YOUR TASK - Retype every line below precisely as it appears.

PROVIDED RECORDS -
PR #369, opened 2026-06-17
querysync: add actor-backed scheduler package

Roasbeef:
In this PR, we add the `querysync` package as the actor/FSM scheduler layer for query dispatch. This is the package-level landing point for the work-stealing scheduler: peer actors own peer-local state, the manager actor owns global dispatch state, and the FSM tracks queued, active, completed, failed, stolen, stale, cooled-down, and quarantined work.

This PR does not flip production blockmanager/query callers over yet. The legacy `query` package only gets small exported seams so an external scheduler can implement the current work-manager API without reaching into private internals. The old worker behavior is left intact; the new fast `notfound` handling lives in the `querysync/workmanager` path.

## Stack

This stacks on #368, a.k.a `roasbeef/sync-01-models-protofsm`.

## Query adapter seams

We expose resolved query options, peer ranking scores, peer RTT samples, and a reusable `notfound` classifier. These are intentionally narrow: they let `querysync` plug into the existing API while keeping retry policy and actor state outside the legacy package.

## Actor/FSM scheduler

The new package adds the manager and peer state machines, actor wrappers, trace recording/replay, and a `query.WorkManager` adapter. The scheduler uses RTT-aware peer selection, cooldown and quarantine state, bounded peer-local queues, lease epochs, stale response rejection, and work stealing for stranded work.

The workmanager adapter is still package-local wiring at this point. A later PR will route production query dispatch through it once this package has had a focused review.

## Tests

```bash
go test ./query ./querysync ./querysync/workmanager -count=1
go test . -run 'TestNeutrinoSyncWithoutHeadersImport' -count=1
go test ./... -count=1
```

The first full run found that fast `notfound` handling in the legacy worker changed existing sync-test semantics. We moved that behavior back into the new `querysync/workmanager` worker and left the legacy worker alone; the full suite passed after that adjustment.

PR #370, opened 2026-06-17
neutrino: route production queries through querysync

Roasbeef:
In this PR, we flip production query dispatch over to the actor-backed `querysync/workmanager` added in the prior stack entry. The existing `query.WorkManager` interface remains the compatibility shell, but `NewChainService` now constructs the querysync manager, so normal `GetBlock`, `GetCFilter`, and cfheader batch dispatch use the actor/FSM scheduler.

This keeps the diff intentionally small. The scheduler package itself was introduced in #369; here we only change the production wiring, wire its logger into `UseLogger`, and add a construction test that prevents the legacy query work manager from coming back by accident.

## Stack

This stacks on #369, a.k.a `roasbeef/sync-02-querysync`.

## Behavior

The production path now uses the querysync workmanager for RTT-aware peer selection, cooldown/quarantine state, bounded peer-local queues, stale response handling, and work stealing. The old `query` package still defines request/option/peer API types so existing callers don't need to move in the same PR.

We do not hook querysync's repeated non-response callback into the ban store in this PR. The new manager already quarantines bad peers locally; extending that into persistent bans should be a separate policy patch so we can review the threshold and ban reason independently.

## Tests

```bash
go test . -run 'TestNewChainServiceUsesQuerySyncWorkManager|TestNewChainServiceSQLPath|TestNewChainServiceSQLValidation' -count=1
go test ./query ./querysync ./querysync/workmanager -count=1
go test . -run 'TestNeutrinoSyncWithoutHeadersImport' -count=1
go test ./... -count=1
```

### DIFF
--- a/log.go
+++ b/log.go
@@ -13,6 +13,7 @@ import (
 	"github.com/lightninglabs/neutrino/filterdb"
 	"github.com/lightninglabs/neutrino/pushtx"
 	"github.com/lightninglabs/neutrino/query"
+	queryworkmanager "github.com/lightninglabs/neutrino/querysync/workmanager"
 	"github.com/lightninglabs/neutrino/sqldb"
 )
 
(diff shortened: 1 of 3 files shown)


litbot-9000:

litbot-9000:

litbot-9000:

litbot-9000:

litbot-9000:

litbot-9000:

litbot-9000:

litbot-9000:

TASK RESULT -
PR #369, opened 2026-06-17
querysync: add actor-backed scheduler package

Roasbeef:
In this PR, we add the `querysync` package as the actor/FSM scheduler layer for query dispatch. This is the package-level landing point for the work-stealing scheduler: peer actors own peer-local state, the manager actor owns global dispatch state, and the FSM tracks queued, active, completed, failed, stolen, stale, cooled-down, and quarantined work.

This PR does not flip production blockmanager/query callers over yet. The legacy `query` package only gets small exported seams so an external scheduler can implement the current work-manager API without reaching into private internals. The old worker behavior is left intact; the new fast `notfound` handling lives in the `querysync/workmanager` path.

## Stack

This stacks on #368, a.k.a `roasbeef/sync-01-models-protofsm`.

## Query adapter seams

We expose resolved query options, peer ranking scores, peer RTT samples, and a reusable `notfound` classifier. These are intentionally narrow: they let `querysync` plug into the existing API while keeping retry policy and actor state outside the legacy package.

## Actor/FSM scheduler

The new package adds the manager and peer state machines, actor wrappers, trace recording/replay, and a `query.WorkManager` adapter. The scheduler uses RTT-aware peer selection, cooldown and quarantine state, bounded peer-local queues, lease epochs, stale response rejection, and work stealing for stranded work.

The workmanager adapter is still package-local wiring at this point. A later PR will route production query dispatch through it once this package has had a focused review.

## Tests

```bash
go test ./query ./querysync ./querysync/workmanager -count=1
go test . -run 'TestNeutrinoSyncWithoutHeadersImport' -count=1
go test ./... -count=1
```

The first full run found that fast `notfound` handling in the legacy worker changed existing sync-test semantics. We moved that behavior back into the new `querysync/workmanager` worker and left the legacy worker alone; the full suite passed after that adjustment.

PR #370, opened 2026-06-17
neutrino: route production queries through querysync

Roasbeef:
In this PR, we flip production query dispatch over to the actor-backed `querysync/workmanager` added in the prior stack entry. The existing `query.WorkManager` interface remains the compatibility shell, but `NewChainService` now constructs the querysync manager, so normal `GetBlock`, `GetCFilter`, and cfheader batch dispatch use the actor/FSM scheduler.

This keeps the diff intentionally small. The scheduler package itself was introduced in #369; here we only change the production wiring, wire its logger into `UseLogger`, and add a construction test that prevents the legacy query work manager from coming back by accident.

## Stack

This stacks on #369, a.k.a `roasbeef/sync-02-querysync`.

## Behavior

The production path now uses the querysync workmanager for RTT-aware peer selection, cooldown/quarantine state, bounded peer-local queues, stale response handling, and work stealing. The old `query` package still defines request/option/peer API types so existing callers don't need to move in the same PR.

We do not hook querysync's repeated non-response callback into the ban store in this PR. The new manager already quarantines bad peers locally; extending that into persistent bans should be a separate policy patch so we can review the threshold and ban reason independently.

## Tests

```bash
go test . -run 'TestNewChainServiceUsesQuerySyncWorkManager|TestNewChainServiceSQLPath|TestNewChainServiceSQLValidation' -count=1
go test ./query ./querysync ./querysync/workmanager -count=1
go test . -run 'TestNeutrinoSyncWithoutHeadersImport' -count=1
go test ./... -count=1
```

### DIFF
--- a/log.go
+++ b/log.go
@@ -13,6 +13,7 @@ import (
 	"github.com/lightninglabs/neutrino/filterdb"
 	"github.com/lightninglabs/neutrino/pushtx"
 	"github.com/lightninglabs/neutrino/query"
+	queryworkmanager "github.com/lightninglabs/neutrino/querysync/workmanager"
 	"github.com/lightninglabs/neutrino/sqldb"
 )
 
(diff shortened: 1 of 3 files shown)


litbot-9000:

litbot-9000:

litbot-9000:

litbot-9000:

litbot-9000:

litbot-9000:

litbot-9000:

litbot-9000:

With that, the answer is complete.